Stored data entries
■ ■ ■
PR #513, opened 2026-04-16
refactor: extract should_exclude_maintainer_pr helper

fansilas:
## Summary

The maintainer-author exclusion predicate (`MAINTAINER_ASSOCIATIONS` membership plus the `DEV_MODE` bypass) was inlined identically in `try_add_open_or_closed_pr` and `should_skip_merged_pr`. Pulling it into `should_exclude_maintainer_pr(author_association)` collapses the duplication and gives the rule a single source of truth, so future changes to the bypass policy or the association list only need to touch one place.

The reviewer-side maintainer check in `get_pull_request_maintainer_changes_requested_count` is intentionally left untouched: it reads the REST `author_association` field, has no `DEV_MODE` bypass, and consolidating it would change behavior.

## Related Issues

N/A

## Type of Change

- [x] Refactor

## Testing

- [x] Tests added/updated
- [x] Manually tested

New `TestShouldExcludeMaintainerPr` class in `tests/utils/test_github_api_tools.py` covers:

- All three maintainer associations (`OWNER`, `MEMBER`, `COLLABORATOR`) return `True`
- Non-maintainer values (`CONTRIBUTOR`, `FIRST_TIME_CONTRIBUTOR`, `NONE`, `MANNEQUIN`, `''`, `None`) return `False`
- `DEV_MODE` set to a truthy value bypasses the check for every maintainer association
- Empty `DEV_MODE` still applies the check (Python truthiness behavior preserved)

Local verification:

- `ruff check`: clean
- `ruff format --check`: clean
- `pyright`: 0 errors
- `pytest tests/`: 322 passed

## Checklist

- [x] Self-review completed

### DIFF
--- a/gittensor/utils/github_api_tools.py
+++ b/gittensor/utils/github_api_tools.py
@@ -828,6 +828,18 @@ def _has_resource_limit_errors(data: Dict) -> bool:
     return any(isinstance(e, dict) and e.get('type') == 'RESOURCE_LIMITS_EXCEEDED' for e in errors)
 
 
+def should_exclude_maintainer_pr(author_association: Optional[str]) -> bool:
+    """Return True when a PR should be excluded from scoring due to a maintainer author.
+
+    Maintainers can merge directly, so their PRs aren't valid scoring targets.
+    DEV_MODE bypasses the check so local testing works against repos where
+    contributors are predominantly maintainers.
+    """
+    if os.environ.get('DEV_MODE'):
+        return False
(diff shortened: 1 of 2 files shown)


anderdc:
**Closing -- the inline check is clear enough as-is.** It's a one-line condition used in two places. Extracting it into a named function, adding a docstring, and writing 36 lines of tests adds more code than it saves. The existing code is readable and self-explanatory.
■ ■ ■
Output the lines from the one with "- [x] Self-review completed" through the end of the records above, exactly, including both ends, and nothing besides.

- [x] Self-review completed

### DIFF
--- a/gittensor/utils/github_api_tools.py
+++ b/gittensor/utils/github_api_tools.py
@@ -828,6 +828,18 @@ def _has_resource_limit_errors(data: Dict) -> bool:
     return any(isinstance(e, dict) and e.get('type') == 'RESOURCE_LIMITS_EXCEEDED' for e in errors)
 
 
+def should_exclude_maintainer_pr(author_association: Optional[str]) -> bool:
+    """Return True when a PR should be excluded from scoring due to a maintainer author.
+
+    Maintainers can merge directly, so their PRs aren't valid scoring targets.
+    DEV_MODE bypasses the check so local testing works against repos where
+    contributors are predominantly maintainers.
+    """
+    if os.environ.get('DEV_MODE'):
+        return False
(diff shortened: 1 of 2 files shown)


anderdc:
**Closing -- the inline check is clear enough as-is.** It's a one-line condition used in two places. Extracting it into a named function, adding a docstring, and writing 36 lines of tests adds more code than it saves. The existing code is readable and self-explanatory.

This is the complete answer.